=== Stored data entries ===

===============

PR #2348, opened 2024-11-01
feat(bloom): aggregate filter creation and storage

sistemd:
Code to build and store aggregate filters in the database. Still behind a feature flag. I'm hoping we can get the RPC providers to enable the feature flag on a couple of nodes and report any error logs if they get them. That way we can check both the performance difference and the correctness of this change in a practical setting, without a huge effect on end users (the effect would be slightly lower performance sometimes since we're checking both regular and aggregate filters).

### DIFF
--- a/crates/storage/src/connection/event.rs
+++ b/crates/storage/src/connection/event.rs
@@ -594,7 +594,7 @@ impl Transaction<'_> {
         let aggregates = stmt
             .query_map(
                 named_params![
-                    ":end_block": &end_block, 
+                    ":end_block": &end_block,
                     ":start_block": &start_block
                 ],
                 |row| {


crates/storage/src/connection/event.rs
```diff
@@ -66,14 +68,51 @@ pub struct PageOfEvents {
 }
 
 impl Transaction<'_> {
+    #[cfg(feature = "aggregate_bloom")]
+    pub(super) fn upsert_block_events_aggregate(
```
kkovaacs, line 72: This is pretty sub-optimal. Probably OK for testing query performance but otherwise we should just come up with a way of producing the aggregate in batches (and handle a missing aggregate filter by falling back on checking individual filters?).

crates/storage/src/connection/event.rs
```diff
@@ -467,28 +550,63 @@ impl Transaction<'_> {
...
-        //      })
-        //      .collect()
-        unimplemented!()
+        #[rustfmt::skip]
+        let mut stmt = self.inner().prepare_cached(
+            "SELECT from_block, to_block, bloom FROM starknet_event_filters_aggregate \
+            WHERE from_block <= ? AND to_block >= ? \
+            ORDER BY from_block",
+        )?;
+
```
kkovaacs, line 593: As far as I understand this loads a _single_ aggregate filter that contains the _full_ range of (start_block, end_block). How will this work if the (start_block, end_block) range comprises multiple aggregate filters?

kkovaacs: Indeed. Could we maybe make this more explicit in the statement itself by using [named params](https://www.sqlite.org/lang_expr.html#varparam)?

crates/storage/src/bloom.rs
```diff
@@ -167,48 +178,54 @@ impl AggregateBloom {
...
+        let mut blocks: BTreeSet<_> = filter
+            .keys
+            .iter()
+            .enumerate()
+            .flat_map(|(idx, keys)| {
+                let keys: Vec<_> = keys
+                    .iter()
+                    .map(|key| {
+                        let mut key_with_idx = key.0;
+                        key_with_idx.as_mut_be_bytes()[0] |= (idx as u8) << 4;
```
CHr15F0x, line 203: What is the purpose here? Idx is also effectively masked to 4 LSBs here.

CHr15F0x:
LGTM :+1:

kkovaacs (approved):

CHr15F0x (approved):

PR #146, opened 2019-05-20
Added content of Shortcuts component

domiin50:


src/tracker/Shortcuts/index.js
```diff
@@ -11,28 +11,88 @@ import './shortcuts.css'
 
 type Props = {|
   shortcutsShown: boolean,
-  toggleShortcuts: (shortcuts: boolean) => void
+  toggleShortcuts: (shortcutsShown: boolean) => void
 |}
 
+const SHORTCUTS = {
```
mikx98: Try to have all the shortcuts in one place only. Currently there is one more place - the handler. Maybe adding a category there is all that we need :)

src/tracker/Shortcuts/index.js
```diff
@@ -1,38 +1,92 @@
...
-      <div onClick={toggleShortcuts} style={{ paddingRight: 15 }}>
-        {shortcutsShown ? <Close /> : <CallMade />}
-      </div>
+const mapPathToSpecialKeys = (path: string): string[] =>
+  // $FlowFixMe
+  [
+    path.toLowerCase().includes('ctrl') && 'CTRL',
+    path.toLowerCase().includes('alt') && 'ALT',
+    path.toLowerCase().includes('shift') && 'SHIFT'
+  ].filter(Boolean)
```
mikx98: even shorter :):
```suggestion
  ['ctrl', 'alt', 'shift'].map(key => path.toLowerCase().includes(key) && key.toUpperCase()).filter(Boolean)
```

src/tracker/Shortcuts/index.js
```diff
@@ -1,38 +1,92 @@
...
+
+const getShortcuts = (keyBindings: Object) =>
+  _(
+    Object.values(MODES).map((mode: any) =>
```
mikx98: this first map can be simplified by iterating through the values of keyBindings - notice that everywhere you use mode, it's always in keyBindings[mode] context. So mapping it by values would simplify that.
`Object.values(keyBindings).map(bindings => Object.keys(bindings).map(path => {...))` so each `keyBindings[mode]` would be replaced by `bindings`

PR #148, opened 2019-05-23
Refactoring and redesign of WorkLogs component

domiin50:
A little refactoring of some props according to WorkLogs component. Also updated and refactored design of component into a CSS file.
Fixed promise rejects value when the provider of issues crashes with an error.


src/tracker/WorkLogs/index.js
```diff
@@ -16,60 +16,41 @@ import type { Event } from '../Timeline/timelineSelectors'
...
-        overflowY: 'auto',
-        height: `calc(100vh - ${shortcutsShown ? '590px' : '410px'}`
-      }}
+      className="container"
+      style={{ height: `calc(100vh - ${shortcutsShown ? '590px' : '395px'}` }}
     >
       {events.map((event, index) => (
         <div
-          className="worklog"
+          className={`worklog ${event.selected ? 'selected' : ''}`}
```
mikx98: use `classnames` library for that

src/tracker/WorkLogs/index.js
```diff
@@ -79,10 +60,10 @@ const WorkLogs = ({
 export default compose(
   connect(
     state => ({
-      points: state.points,
-      dateShown: state.dateShown,
       events: eventsSelector(state),
-      shortcutsShown: state.shortcutsShown
+      displayedDate: state.displayedDate,
+      shortcutsShown: state.shortcutsShown,
+      _state: state
```
mikx98: this is not what you want... do you actually use it? or is it just a legacy from debugging?

domiin50: legacy.. x(

PR #151, opened 2019-05-27
Redesigned and refactored Timeline component

domiin50:
Redesign and refactor of Timeline component. Also, need to talk about selectors splitted in refactor PR. It is needed to select first all of the events and then filter them not in reverse, because of the indexes of events in Timeline and WorkLogs overview component.


domiin50:
The reason for the failed test: Forgot to clear selector that it is needed to talk about. It is assigned but not used right now.

src/tracker/Timeline/index.js
```diff
@@ -13,145 +13,86 @@ import {
...
+    </div>
+    <div className="intervals">
+      {events.map((event, index) => {
+        const eventEnd = event.actual ? moment() : event.end
+        const spacing = countSpacing(
+          moment(eventEnd).diff(moment(event.start), 'minutes')
+        )
+        return (
+          <div
+            onClick={() => toggleSelectPoint(event.index)}
```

===============

=== Task brief ===
Which of the lines above carry the string "kkovaacs"? Pick them out and copy them.

=== Solution to the exercise ===
kkovaacs, line 72: This is pretty sub-optimal. Probably OK for testing query performance but otherwise we should just come up with a way of producing the aggregate in batches (and handle a missing aggregate filter by falling back on checking individual filters?).
kkovaacs, line 593: As far as I understand this loads a _single_ aggregate filter that contains the _full_ range of (start_block, end_block). How will this work if the (start_block, end_block) range comprises multiple aggregate filters?
kkovaacs: Indeed. Could we maybe make this more explicit in the statement itself by using [named params](https://www.sqlite.org/lang_expr.html#varparam)?
kkovaacs (approved):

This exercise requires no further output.